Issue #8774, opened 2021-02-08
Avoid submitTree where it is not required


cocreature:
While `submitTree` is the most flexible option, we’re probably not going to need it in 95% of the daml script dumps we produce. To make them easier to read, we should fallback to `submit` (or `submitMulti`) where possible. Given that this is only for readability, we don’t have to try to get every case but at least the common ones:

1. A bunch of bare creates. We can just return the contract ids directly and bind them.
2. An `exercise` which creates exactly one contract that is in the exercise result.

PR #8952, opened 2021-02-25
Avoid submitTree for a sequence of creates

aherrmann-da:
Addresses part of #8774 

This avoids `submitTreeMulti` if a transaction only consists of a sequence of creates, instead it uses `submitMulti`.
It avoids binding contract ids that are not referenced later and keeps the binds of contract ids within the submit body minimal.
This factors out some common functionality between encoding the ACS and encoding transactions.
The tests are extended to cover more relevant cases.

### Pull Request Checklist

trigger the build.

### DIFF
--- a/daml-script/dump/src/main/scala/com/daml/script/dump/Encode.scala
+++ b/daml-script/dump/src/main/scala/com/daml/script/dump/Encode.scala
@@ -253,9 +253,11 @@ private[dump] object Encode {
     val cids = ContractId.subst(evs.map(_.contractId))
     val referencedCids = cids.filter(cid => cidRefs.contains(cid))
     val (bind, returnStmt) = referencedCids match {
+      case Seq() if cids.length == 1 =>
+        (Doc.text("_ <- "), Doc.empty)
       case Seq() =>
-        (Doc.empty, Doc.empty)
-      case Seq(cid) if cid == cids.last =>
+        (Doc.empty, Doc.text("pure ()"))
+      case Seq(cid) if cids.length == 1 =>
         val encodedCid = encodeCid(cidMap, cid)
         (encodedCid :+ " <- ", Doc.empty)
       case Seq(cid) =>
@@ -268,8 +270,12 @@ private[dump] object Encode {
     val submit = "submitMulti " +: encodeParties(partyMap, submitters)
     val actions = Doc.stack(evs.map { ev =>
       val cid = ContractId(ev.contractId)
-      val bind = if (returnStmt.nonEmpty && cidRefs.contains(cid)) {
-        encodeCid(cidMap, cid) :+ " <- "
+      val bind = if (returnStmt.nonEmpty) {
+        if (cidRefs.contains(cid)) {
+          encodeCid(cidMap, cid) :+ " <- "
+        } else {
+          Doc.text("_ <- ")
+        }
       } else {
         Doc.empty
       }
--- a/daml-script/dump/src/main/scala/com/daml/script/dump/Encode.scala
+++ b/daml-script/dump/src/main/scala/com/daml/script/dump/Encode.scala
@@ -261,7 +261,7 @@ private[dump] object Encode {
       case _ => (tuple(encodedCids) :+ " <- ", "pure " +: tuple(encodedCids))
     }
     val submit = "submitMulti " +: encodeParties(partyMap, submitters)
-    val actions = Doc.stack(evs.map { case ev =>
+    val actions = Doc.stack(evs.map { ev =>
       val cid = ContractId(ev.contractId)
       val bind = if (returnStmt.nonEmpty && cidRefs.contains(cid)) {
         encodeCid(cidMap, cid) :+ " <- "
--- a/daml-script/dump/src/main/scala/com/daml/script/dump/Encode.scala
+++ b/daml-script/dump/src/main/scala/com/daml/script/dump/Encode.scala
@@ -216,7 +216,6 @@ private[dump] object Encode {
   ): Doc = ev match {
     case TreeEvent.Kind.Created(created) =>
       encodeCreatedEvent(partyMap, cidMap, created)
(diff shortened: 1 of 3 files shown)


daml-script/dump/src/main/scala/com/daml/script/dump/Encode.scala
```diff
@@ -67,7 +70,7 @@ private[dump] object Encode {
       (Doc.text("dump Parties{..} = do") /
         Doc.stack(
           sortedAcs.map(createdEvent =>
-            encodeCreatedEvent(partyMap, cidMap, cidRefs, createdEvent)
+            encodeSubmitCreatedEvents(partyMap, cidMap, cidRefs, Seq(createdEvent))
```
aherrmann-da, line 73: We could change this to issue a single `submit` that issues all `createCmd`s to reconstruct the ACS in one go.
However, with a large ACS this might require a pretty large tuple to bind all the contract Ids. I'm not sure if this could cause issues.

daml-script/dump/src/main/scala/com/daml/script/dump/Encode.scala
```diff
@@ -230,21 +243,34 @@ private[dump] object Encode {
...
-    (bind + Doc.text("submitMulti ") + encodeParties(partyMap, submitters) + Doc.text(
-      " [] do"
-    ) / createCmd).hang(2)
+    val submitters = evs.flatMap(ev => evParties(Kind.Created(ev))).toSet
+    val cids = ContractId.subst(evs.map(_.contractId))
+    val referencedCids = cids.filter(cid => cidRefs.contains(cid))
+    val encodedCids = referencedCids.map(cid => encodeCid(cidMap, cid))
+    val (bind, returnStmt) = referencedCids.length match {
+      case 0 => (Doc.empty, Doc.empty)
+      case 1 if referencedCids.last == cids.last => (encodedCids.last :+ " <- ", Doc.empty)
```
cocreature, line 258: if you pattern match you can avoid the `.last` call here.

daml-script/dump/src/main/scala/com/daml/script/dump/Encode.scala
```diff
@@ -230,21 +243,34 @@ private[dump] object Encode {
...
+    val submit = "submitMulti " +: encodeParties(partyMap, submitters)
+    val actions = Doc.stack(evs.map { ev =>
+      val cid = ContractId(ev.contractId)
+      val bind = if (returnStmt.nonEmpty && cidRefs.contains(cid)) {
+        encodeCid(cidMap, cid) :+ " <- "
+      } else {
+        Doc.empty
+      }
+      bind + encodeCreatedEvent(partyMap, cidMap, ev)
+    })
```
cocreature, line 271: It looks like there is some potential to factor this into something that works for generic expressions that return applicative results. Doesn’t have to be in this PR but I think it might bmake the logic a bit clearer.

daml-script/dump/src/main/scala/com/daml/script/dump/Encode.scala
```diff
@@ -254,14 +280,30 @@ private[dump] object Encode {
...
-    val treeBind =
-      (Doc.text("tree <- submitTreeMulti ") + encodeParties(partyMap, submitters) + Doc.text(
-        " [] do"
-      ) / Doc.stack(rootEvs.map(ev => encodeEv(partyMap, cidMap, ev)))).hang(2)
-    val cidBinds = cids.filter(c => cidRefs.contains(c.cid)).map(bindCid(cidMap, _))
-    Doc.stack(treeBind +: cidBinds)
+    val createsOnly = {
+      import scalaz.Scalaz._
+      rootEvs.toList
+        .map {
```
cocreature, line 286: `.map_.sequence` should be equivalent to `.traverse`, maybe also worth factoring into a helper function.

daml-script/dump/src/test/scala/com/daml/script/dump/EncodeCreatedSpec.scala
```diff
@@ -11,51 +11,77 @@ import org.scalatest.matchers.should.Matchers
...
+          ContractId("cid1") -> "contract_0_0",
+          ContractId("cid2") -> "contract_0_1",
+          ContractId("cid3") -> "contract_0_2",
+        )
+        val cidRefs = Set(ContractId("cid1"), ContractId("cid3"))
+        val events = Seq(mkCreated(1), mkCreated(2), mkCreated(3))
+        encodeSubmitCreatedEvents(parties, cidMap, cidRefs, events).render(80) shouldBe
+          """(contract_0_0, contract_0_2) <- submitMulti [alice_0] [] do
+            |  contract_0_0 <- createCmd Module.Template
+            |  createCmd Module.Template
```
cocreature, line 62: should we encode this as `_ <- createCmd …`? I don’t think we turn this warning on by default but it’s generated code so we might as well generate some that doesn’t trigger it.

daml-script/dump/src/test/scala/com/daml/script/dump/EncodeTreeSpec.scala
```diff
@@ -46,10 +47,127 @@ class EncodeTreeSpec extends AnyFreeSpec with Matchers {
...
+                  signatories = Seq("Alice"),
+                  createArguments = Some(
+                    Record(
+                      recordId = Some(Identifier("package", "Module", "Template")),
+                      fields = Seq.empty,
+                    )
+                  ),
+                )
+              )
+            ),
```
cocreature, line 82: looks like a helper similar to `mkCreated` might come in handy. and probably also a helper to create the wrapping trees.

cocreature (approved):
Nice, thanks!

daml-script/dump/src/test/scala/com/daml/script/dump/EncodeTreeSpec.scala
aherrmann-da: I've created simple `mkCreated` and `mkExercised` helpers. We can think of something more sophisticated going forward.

-------------------------

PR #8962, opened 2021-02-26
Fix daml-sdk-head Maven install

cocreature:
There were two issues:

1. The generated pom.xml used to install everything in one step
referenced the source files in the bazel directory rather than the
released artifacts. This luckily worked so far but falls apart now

-------------------------

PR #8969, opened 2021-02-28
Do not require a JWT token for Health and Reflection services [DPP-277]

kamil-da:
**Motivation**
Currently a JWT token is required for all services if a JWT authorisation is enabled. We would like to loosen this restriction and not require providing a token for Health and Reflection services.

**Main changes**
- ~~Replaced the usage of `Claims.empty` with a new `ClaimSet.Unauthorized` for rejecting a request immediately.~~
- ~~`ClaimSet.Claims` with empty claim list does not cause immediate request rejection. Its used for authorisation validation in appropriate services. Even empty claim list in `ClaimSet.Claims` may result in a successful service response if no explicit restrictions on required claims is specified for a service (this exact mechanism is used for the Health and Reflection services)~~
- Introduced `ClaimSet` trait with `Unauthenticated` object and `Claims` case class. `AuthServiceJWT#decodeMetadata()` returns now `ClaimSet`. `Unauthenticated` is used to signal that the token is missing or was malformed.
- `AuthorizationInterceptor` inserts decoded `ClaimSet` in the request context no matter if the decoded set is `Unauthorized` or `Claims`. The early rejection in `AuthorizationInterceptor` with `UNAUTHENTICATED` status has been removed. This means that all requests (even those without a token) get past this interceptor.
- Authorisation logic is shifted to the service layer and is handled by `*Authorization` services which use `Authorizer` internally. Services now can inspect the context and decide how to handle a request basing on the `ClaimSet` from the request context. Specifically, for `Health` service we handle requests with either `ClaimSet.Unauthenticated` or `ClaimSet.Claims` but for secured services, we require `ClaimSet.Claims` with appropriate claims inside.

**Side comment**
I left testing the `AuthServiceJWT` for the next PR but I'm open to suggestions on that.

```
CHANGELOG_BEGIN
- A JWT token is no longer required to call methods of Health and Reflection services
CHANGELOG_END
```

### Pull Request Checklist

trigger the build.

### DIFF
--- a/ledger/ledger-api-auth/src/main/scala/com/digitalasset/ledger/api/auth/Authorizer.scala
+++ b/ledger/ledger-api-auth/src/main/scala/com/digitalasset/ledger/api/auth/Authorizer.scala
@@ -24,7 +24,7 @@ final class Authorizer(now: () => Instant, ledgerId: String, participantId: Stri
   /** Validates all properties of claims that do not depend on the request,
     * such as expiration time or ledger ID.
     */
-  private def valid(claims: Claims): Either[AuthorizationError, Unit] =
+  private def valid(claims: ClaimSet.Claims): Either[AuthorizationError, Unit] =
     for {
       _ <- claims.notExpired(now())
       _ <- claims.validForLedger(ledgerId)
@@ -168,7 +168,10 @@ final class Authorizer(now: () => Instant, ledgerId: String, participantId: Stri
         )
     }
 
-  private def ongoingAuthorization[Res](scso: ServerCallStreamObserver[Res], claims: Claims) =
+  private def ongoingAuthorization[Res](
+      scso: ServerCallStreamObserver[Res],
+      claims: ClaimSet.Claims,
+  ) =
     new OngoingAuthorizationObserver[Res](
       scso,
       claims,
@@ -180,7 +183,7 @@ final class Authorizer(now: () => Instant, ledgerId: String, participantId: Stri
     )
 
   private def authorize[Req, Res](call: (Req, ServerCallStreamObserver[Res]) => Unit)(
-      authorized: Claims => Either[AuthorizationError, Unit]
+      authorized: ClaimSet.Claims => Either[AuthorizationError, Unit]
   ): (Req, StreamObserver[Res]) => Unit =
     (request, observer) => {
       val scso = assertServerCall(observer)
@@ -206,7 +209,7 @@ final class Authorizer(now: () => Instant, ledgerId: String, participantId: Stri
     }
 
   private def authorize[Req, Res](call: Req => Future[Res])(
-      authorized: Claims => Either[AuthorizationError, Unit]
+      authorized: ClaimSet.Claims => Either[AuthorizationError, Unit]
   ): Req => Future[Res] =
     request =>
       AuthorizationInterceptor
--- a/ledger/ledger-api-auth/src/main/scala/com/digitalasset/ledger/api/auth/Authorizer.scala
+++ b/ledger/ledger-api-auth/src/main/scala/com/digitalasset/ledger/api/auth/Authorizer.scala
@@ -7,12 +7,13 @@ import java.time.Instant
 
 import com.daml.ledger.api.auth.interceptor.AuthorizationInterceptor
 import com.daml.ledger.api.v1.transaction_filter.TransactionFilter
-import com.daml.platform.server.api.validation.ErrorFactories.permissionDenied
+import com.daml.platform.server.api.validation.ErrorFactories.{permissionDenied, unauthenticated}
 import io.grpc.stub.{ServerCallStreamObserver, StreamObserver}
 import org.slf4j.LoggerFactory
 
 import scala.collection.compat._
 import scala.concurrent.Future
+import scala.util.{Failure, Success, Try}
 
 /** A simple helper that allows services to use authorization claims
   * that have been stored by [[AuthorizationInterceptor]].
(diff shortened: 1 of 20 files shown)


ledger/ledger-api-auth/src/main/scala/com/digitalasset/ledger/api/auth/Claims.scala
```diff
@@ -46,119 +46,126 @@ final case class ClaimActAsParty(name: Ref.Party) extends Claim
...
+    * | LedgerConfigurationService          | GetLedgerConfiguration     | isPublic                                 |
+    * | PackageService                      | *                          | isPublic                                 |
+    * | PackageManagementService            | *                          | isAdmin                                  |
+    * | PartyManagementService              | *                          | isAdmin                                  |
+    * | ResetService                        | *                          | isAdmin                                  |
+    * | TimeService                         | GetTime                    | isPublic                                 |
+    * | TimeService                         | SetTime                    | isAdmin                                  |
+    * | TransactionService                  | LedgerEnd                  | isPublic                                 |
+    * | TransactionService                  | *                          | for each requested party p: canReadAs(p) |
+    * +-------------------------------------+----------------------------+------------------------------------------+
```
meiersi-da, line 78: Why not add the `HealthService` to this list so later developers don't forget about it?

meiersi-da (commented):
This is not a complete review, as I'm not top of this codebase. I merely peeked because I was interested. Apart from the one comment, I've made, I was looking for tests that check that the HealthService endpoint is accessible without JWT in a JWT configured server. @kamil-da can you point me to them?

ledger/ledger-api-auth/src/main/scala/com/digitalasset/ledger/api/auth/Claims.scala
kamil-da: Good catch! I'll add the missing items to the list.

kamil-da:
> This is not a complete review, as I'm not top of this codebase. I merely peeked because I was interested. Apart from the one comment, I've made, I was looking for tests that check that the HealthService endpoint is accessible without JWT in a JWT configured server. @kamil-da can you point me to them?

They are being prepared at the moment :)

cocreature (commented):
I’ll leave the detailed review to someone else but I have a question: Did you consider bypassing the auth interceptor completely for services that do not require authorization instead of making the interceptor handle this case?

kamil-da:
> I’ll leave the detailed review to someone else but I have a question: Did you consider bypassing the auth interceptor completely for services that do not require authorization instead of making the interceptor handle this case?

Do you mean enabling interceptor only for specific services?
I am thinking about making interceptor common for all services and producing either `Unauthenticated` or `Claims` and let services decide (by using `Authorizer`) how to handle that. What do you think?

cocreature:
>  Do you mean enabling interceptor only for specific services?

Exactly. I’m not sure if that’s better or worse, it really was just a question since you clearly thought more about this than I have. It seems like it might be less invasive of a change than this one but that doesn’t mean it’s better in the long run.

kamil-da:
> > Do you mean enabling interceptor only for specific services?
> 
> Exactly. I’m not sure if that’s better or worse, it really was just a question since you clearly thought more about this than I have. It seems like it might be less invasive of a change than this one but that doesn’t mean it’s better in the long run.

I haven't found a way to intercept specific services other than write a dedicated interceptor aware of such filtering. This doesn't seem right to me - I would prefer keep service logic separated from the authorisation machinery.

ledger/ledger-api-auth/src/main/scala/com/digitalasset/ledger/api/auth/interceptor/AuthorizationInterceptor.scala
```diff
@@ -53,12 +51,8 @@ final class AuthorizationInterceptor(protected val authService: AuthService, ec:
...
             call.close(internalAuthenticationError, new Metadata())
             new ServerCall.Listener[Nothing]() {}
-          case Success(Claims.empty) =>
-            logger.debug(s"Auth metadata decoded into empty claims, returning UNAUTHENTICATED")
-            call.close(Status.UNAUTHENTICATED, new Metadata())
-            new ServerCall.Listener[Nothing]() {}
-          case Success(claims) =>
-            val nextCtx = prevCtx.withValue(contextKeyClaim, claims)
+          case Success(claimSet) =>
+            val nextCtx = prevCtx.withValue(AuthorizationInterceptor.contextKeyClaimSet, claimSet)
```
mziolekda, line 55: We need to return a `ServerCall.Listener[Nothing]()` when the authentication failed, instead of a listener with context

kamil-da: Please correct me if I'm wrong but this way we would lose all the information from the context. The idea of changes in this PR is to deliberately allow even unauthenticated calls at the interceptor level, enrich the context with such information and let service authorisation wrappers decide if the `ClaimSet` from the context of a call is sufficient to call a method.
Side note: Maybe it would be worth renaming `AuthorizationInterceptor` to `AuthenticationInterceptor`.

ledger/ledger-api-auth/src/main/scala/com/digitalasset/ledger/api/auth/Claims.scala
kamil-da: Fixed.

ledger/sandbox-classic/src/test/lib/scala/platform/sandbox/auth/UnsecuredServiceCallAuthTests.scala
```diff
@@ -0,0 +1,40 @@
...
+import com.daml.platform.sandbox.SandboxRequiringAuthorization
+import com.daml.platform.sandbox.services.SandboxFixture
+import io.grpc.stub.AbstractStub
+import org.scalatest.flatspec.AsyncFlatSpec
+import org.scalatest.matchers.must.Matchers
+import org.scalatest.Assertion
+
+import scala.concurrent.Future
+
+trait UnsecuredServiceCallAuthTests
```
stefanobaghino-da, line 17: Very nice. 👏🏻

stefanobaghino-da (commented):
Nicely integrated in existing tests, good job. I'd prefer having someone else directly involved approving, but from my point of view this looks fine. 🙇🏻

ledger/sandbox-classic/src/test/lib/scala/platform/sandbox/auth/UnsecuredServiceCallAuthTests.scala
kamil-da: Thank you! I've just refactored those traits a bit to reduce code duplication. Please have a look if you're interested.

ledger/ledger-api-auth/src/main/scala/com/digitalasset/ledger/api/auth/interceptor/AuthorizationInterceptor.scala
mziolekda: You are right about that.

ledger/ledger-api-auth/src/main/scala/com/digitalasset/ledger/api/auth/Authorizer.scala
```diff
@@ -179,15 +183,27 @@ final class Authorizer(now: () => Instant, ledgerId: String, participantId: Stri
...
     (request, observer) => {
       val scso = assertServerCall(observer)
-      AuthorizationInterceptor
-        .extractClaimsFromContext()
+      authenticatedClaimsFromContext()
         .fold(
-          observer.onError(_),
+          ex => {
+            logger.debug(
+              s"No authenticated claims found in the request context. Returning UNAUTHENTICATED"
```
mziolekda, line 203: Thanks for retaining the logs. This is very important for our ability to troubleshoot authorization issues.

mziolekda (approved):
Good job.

-------------------------

**Action item**
Look for the string "Please" in the records, and copy every line where it is found.

**Output**
kamil-da: Please correct me if I'm wrong but this way we would lose all the information from the context. The idea of changes in this PR is to deliberately allow even unauthenticated calls at the interceptor level, enrich the context with such information and let service authorisation wrappers decide if the `ClaimSet` from the context of a call is sufficient to call a method.
kamil-da: Thank you! I've just refactored those traits a bit to reduce code duplication. Please have a look if you're interested.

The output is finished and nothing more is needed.